Under that gospel, the citizen who thinks he sees that the commonwealth’s political clothes are worn out, and yet holds his peace and does not agitate for a new suit, is disloyal; he is a traitor. That he may be the only one who thinks he sees this decay, does not excuse him; it is his duty to agitate anyway, and it is the duty of the others to vote him down if they do not see the matter as he does.

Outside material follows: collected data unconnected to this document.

PR #189, opened 2019-06-05
Use prefixLength

BrunoBernardino:
The setting was apparently not being sent through via CLI.

Also added a test confirm the behavior and prevent regressions.

Please let me know if there's anything else you'd like me to do here!


gustavohenke:
Published as v4.1.1!

BrunoBernardino:
Thanks @gustavohenke !

PR #190, opened 2019-07-03
fix prefixColors

ddebasilio:
To fix an error:
` TypeError: args.prefixColors.split is not a function`


ddebasilio:
> Thanks for the PR (and sorry for my delay!!!) -- it LGTM, but I'm curious, when does the error happen?



If you define empty prefixColors or if it is not properly quoted. This makes sure that it works for when the flag is defined. Either way it is good practice to convert it toString

gustavohenke:
What's the command to replicate this that you have executed?
It may very well be a bug with `yargs`.

PR #6, opened 2026-07-29
fix(grid): the record verbatim, an order that reads it, and tests that watch

muhammadbayoumi:
The Data page (`/source/<key>`), reviewed against the project's five rules and repaired. One commit, eight files.

## The record is the record

`table_payload` and `export_source_table` were collapsing whitespace in the values they handed out — names, brands, categories, variants, SKUs. That bought the right **order** by editing the **value**, and it reached the xlsx and Sheets export, so a brand the shop published as a single space left the building as an empty cell.

Nothing normalises on the way out now. The order is fixed where an order belongs: the grid compares a collapsed form when it sorts, when it lists the values a filter offers, and when it buckets a branch — and shows and exports exactly what was captured. `TRIM` stays in the export's `ORDER BY`; it decides the order, never a cell.

## Scraped markup ran

Tabulator renders a **string** group header through `element.innerHTML` and a **node** through `appendChild`. The header was built by concatenation, so grouping by a column whose scraped value contains markup executed it. Demonstrated, not argued: with the old version restored, the test's page really does set `window.__pwned`.

## A control that could remove its own door

Choose Columns was reachable only from the three-dot menu on a column header — and its "Show all columns" tick sends every column to the details. No columns, no headers, no menu, no way back to the chooser or Reset Columns short of the API. The command bar carries a Columns button now, wired before the empty-source return so a dataset with no rows can still be arranged. The chooser also refused to close while a save kept failing, on every press; asking twice now means "close it anyway".

## Counts and branches that lied

- The footer read the state **before** the filter, permanently one behind — "Total Rows: 0" on a table showing 3,417. `dataFiltered` is dispatched from inside Tabulator's filter routine, before the filtered rows become the active set.
- Filtering while nested deleted whole branches: a parent row carries only the nested column, so it failed every other predicate and took its matching children with it — 3,417 rows became "0 of 19". A branch is kept when any child matches.
- Grouping or nesting by Tax put the entire table under one blank heading; its own field is null on every row and the cell renders from `tax_states[tax_ref]`.

## Tests that can actually fail

`tools/grid_harness.py` loads the real `grid.js` against a fixture payload in a real browser — the same trick `panel_harness.py` already plays for the extension panel, which the Data page was the one surface not using. **18 tests** in `tests/test_grid_dom.py` drive the table and ask what it did.

Each fix above was re-broken on purpose and the matching test failed. One brittle substring assertion in `test_vendor.py` is relaxed, and says why: it pinned `groupedBy.slice()` and broke the moment a derived column needed a reader function.

## Also

- `externalLink()` replaces six copies of `target=_blank` + `rel=noopener`. Reading the staged diff caught the helper calling **itself** after a bad automated rewrite — no existing test rendered a link, so all 17 passed over infinite recursion. There is a test for it now.
- 44 hand-written `1px solid var(--line)` become `var(--table-rule)`, the token `table-theme.css` declares for exactly this.
- `remember_` becomes `rememberChoice`.

## Verification

- Full suite on this branch: **no failures** (excluding `test_panel_dom` and `test_connector_live_defects`, which need a browser session and the network and are untouched here).
- `tests/test_grid_dom.py`: **18 passed**.
- Rebased onto `efbe7ca`; the only overlap was `scrapex/tax.py`, checked by hand — their change renames tax_rule's SQL columns, mine removes a duplicate dict key in `as_dict()`. Orthogonal, and no duplicate key remains (verified by AST scan).

## Known and deliberately left

21 column keys are written as literals in `grid.js` and authored again in `reports.py`'s `BROWSE_COLUMNS`. That split has already rotted twice in this file's own history. Fixing it means the server declaring each column's ROLE (`money`, `date`, `link`, `numeric`) — a contract change too large to hide in this commit.

### DIFF
--- a/scrapex/reports.py
+++ b/scrapex/reports.py
@@ -6,7 +6,6 @@ owner curates). This directly answers "did anything actually land?".
 """
 from __future__ import annotations
 
-import re
 import sqlite3
 from dataclasses import dataclass, field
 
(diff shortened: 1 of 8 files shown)


muhammadbayoumi:
Superseded — closing rather than merging.

This branch's content is already on `main` as **546ec34** (`fix(grid): preserve source text and harden table behavior`). Verified by content, not by title:

- 5 of the 8 files hash **byte-identical** between this branch's commit and 546ec34 (`reports.py`, `tax.py`, `grid.js`, `tests/test_grid_dom.py`, `tools/grid_harness.py`).
- The other 3 differ only because **3e4e0c6** later added to them; every change from here survives in main today — the group-header node fix, `collapse()`, `externalLink()`, the `queueMicrotask` footer, the branch-aware filter, `#grid-columns-button`, `rememberChoice`, and zero remaining `1px solid var(--line)` literals.
- Rebasing this branch onto current main resolves to an **empty commit and a zero diff**.

So there is nothing to merge, and merging would duplicate 810 lines.

**On the two CI alerts:** the 49 failures here (43 `test_panel_dom` + 5 `test_phase6_review_fixes` + 1 `test_compaction`) are exactly main's own failures at this branch's base commit efbe7ca — none originate here. Main has since fixed the panel tests in d36c3d8. The merge conflict is the same change arriving from two ancestries; resolving it toward this branch would *delete* the 32 lines 3e4e0c6 added on top.

PR #7, opened 2026-07-29
fix(storage): a sealed archive keeps the rows it promises to keep

muhammadbayoumi:
Fault A of four in the archive/compaction cluster that has kept CI red.

**The promise, from `compaction.py`:** *ScrapeX never unlinks it. Every observation that ever existed is still in that file.* On macOS and Linux that was false, and the failure was total.

## What was happening

Every connection is WAL-mode, and SQLite folds the log back into the main file only when the LAST connection closes. During a compaction the caller still holds the warehouse open, so nothing folds. Measured at the moment of sealing:

    main file 4,096 bytes      write-ahead log 1,709,832 bytes

`_retire` then renamed the main file and deleted the `-wal` beside it. On Windows `os.replace` raises (the open handle blocks it) so the unlink was never reached — **that is the only reason this was never seen.** On POSIX the rename succeeds while handles are open, the log is orphaned by the new name and then unlinked, and the archive becomes a husk: reading its main file alone gives `no such table: scrapex_meta`.

## The fix

`drain_wal()` runs `PRAGMA wal_checkpoint(TRUNCATE)` and reports whether the log is really gone. `_retire` calls it **before** the rename and renames only on success. After: main file 643,072 bytes, log 0, and the file alone reads its seal, its rows and a healthy health check.

*Not deleting the -wal would NOT have fixed this* — the rename orphans the log by itself. The checkpoint is the fix.

When the checkpoint reports BUSY the file stays where it is: a superseded database that still reads beats a tidy name over an empty one, and the seal inside is what the guards read.

## Tests

`test_a_sealed_archive_is_readable_from_its_own_file_alone` asks the promise itself, platform-blind: copy the archive's own file away from every sibling, then read it. **Re-broken on purpose** — fails with *the archive carries no seal once it stands alone* — then restored.

Full suite on Windows: **1465 passed, 1 xfailed, 0 failures.** CI is the real test, because the fault only bites on Linux.

This fault also owns `test_the_seal_is_recorded_inside_the_file_not_only_in_its_name`, `test_undoing_a_compaction_makes_the_archive_live_again` and `test_compaction.py::test_a_compaction_can_be_undone_because_nothing_was_deleted`. Faults B, C and D of the cluster are separate and not in this PR.

### DIFF
--- a/scrapex/storage.py
+++ b/scrapex/storage.py
@@ -1006,6 +1006,44 @@ def migrate_location(db_path: Path | str, new_dir: Path | str, *,
                 "superseded — do not point ScrapeX back at it by hand."))
 
 
+def drain_wal(db_path: Path | str) -> bool:
+    """Fold a database's write-ahead log into the file itself.
+
+    WHY THIS EXISTS, and it is not housekeeping.
+
+    Every connection here is WAL-mode (`db.connect` sets `PRAGMA journal_mode =
+    WAL`), and SQLite only folds the log back into the main file when the LAST
+    connection closes. During a compaction or a move the caller still holds the
+    warehouse open, so nothing folds — and measured on a real warehouse at the
+    moment of sealing, the main file was 4 KB while the log was 1.7 MB. The
+    whole warehouse was in the log.
+
+    That is what made the two lines below a DATA-LOSS bug: `_retire` renamed the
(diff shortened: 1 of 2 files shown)


muhammadbayoumi:

PR #8, opened 2026-07-29
fix(capture): the in-flight guard reads the seal, not a filename

muhammadbayoumi:
Fault C of four in the archive/compaction cluster. **The guard was defeated by the thing it guards against.**

## What was happening

`_refuse_if_superseded` exists for one scenario, and its own docstring states it: `connector.fetch` runs for minutes holding no lock, so a crawl can return to a handle on a database that was sealed and replaced while it worked. Those rows would land in the archive and be invisible to the live warehouse forever.

It identified the warehouse by `PRAGMA database_list` — which reports the path as it was when the **connection opened** — and passed that path to `storage.sealed_at`. A compaction **renames** that file. On macOS and Linux the rename succeeds while handles are open, so the recorded path stops existing, and `sealed_at` opens with:

```python
if not Path(db_path).exists():
    return ""
```

So the guard read *not sealed*, said nothing, and let the crawl write into the sealed archive. Windows hid it: there the rename fails while a handle is open, so the path still resolves.

## The fix

Ask this crawl's **own handle**:

```sql
SELECT value FROM scrapex_meta WHERE key = 'sealed_at'
```

The handle is attached to the database, not to a name, so a rename cannot blind it — and a seal another connection committed is visible to it. A database older than migration 0002 has no `scrapex_meta`; nothing can have sealed it, so that case returns quietly. The path is still used in the message, where it belongs — it tells the owner where the rows would have gone.

## Tests

`test_the_inflight_guard_does_not_depend_on_the_path_it_opened` asks the **property**, not the mechanic, because Windows cannot reproduce the mechanic — it refuses to rename a file a handle holds, which is exactly why this went unseen. With `sealed_at` stubbed to answer as it does for a vanished path, the guard must still refuse; it can only do that by reading through its own handle.

**Re-broken on purpose** by restoring the path-based read — *DID NOT RAISE WarehouseSupersededError* — then restored. Two more tests hold the edges: a live warehouse is not refused, and a pre-0002 database passes without raising or crashing.

Full suite: **1466 passed, 1 xfailed, 0 failures.**

Independent of #7 (Fault A). Faults B and D are separate and not in this PR.

### DIFF
--- a/scrapex/capture.py
+++ b/scrapex/capture.py
@@ -32,6 +32,18 @@ def _refuse_if_superseded(conn: sqlite3.Connection) -> None:
 
     Checked HERE, inside the lock and immediately before the insert, because
     that is the only point where the answer cannot go stale again.
+
+    THE SEAL IS READ THROUGH THIS CRAWL'S OWN HANDLE, not by reopening a path.
+    `PRAGMA database_list` reports the file as it was named when the connection
+    opened, and a compaction RENAMES it: on macOS and Linux that rename succeeds
+    while handles are open, so the recorded path no longer exists. The previous
+    version passed that stale path to `storage.sealed_at`, whose first line
+    returns "" for a path that is not there — so the guard saw no seal, said
+    nothing, and let the crawl write into the sealed archive. Exactly the
+    disaster the paragraphs above describe, produced by the guard against it.
+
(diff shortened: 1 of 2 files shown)


muhammadbayoumi:

PR #9, opened 2026-07-29
fix(storage): say superseded when superseded, and refresh the statistics claimed

muhammadbayoumi:
Faults **B** and **D**, the last two of the archive/compaction cluster. Both are small; both are the code saying something that is not true.

## B — a compaction is not a move

`mark_sealed` stores `"{reason} -> {successor}"`, and two reasons reach the reader: `moved`, a relocation the owner asked for, and `sealed`, a compaction that replaced the file with a smaller successor. `_successor_recorded_nearby` split on `" -> "`, returned the target and **threw the reason away** — so `resolve_db_path` worded both as *this machine's warehouse was moved to …*.

An owner who never moved anything is told their warehouse was moved, and sent looking for a decision they did not make. The reason now travels with the target and the sentence follows it.

This surfaces precisely **because Fault A (#7) was fixed**: with the log drained the rename now succeeds on POSIX, so the default path really is absent and this branch is the one that answers.

## D — "statistics refreshed" was not always true

`repair()` runs `REINDEX` then `PRAGMA optimize` and reports *Indexes rebuilt and statistics refreshed*. `PRAGMA optimize` only analyses tables the **connection** has queried, and before SQLite 3.46 it never analyses one that has no statistics yet — and `repair`'s connection has issued no queries. On ubuntu-24.04's SQLite **3.45**, which is what CI runs, it analysed nothing, produced no `sqlite_stat1`, and the sentence was false.

`ANALYZE` is the unconditional form, and it now runs **only when optimize left nothing behind**, so a newer SQLite keeps its cheaper incremental path.

Fixed in the **product**, not the test. The failing test was asserting something true — that Repair produces planner statistics — and weakening it would have kept a false sentence in the interface.

## Tests

- `test_a_compacted_warehouse_is_reported_as_superseded_not_moved`, with a counterpart holding that a real move still says *moved to*. **Re-broken on purpose**: the compaction case reports *was moved to* and the test fails.
- `test_repair_refreshes_statistics_on_every_sqlite_version` asserts the **outcome** rather than the mechanism, so it holds on both versions.

**Stated plainly:** I could not make D's test fail on this machine and did not pretend to — local SQLite is 3.50.4, where optimize behaves; CI's 3.45 is where the fault bites. B's test was re-broken and observed failing.

Full suite: **1466 passed, 1 xfailed, 0 failures.**

Closes the cluster with #7 (A) and #8 (C). Independent of both.

### DIFF
--- a/scrapex/storage.py
+++ b/scrapex/storage.py
@@ -272,21 +272,35 @@ def resolve_db_path() -> Path:
         # Nothing at the default path, but a sealed sibling means this machine
         # HAS a warehouse — it moved. Starting an empty one here would leave the
         # real history sitting somewhere the owner is never told about.
-        moved_to = _successor_recorded_nearby(fallback)
-        if moved_to:
+        why, went_to = _successor_recorded_nearby(fallback)
+        if went_to:
+            # A compaction and a move leave the same absence behind and mean two
+            # different things. Saying "moved" for a compaction sends the owner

And now here I was, in a country where a right to say how the country should be governed was restricted to six persons in each thousand of its population. For the nine hundred and ninety-four to express dissatisfaction with the regnant system and propose to change it, would have made the whole six shudder as one man, it would have been so disloyal, so dishonorable, such putrid black treason. So to speak, I was become a stockholder in a corporation where nine hundred and ninety-four of the members furnished all the money and did all the work, and the other six elected themselves a permanent board of direction and took all the dividends. It seemed to me that what the nine hundred and ninety-four dupes needed was a new deal. The thing that would have best suited the circus side of my nature would have been to resign the Boss-ship and get up an insurrection and turn it into a revolution; but I knew that the Jack Cade or the Wat Tyler who tries such a thing without first educating his materials up to revolution grade is almost absolutely certain to get left. I had never been accustomed to getting left, even if I do say it myself. Wherefore, the “deal” which had been for some time working into shape in my mind was of a quite different pattern from the Cade-Tyler sort.
…I feel that I should note that I don’t endorse the idea that violent revolution is the correct response to oppression. But I thought that was a pretty powerfully written piece nonetheless.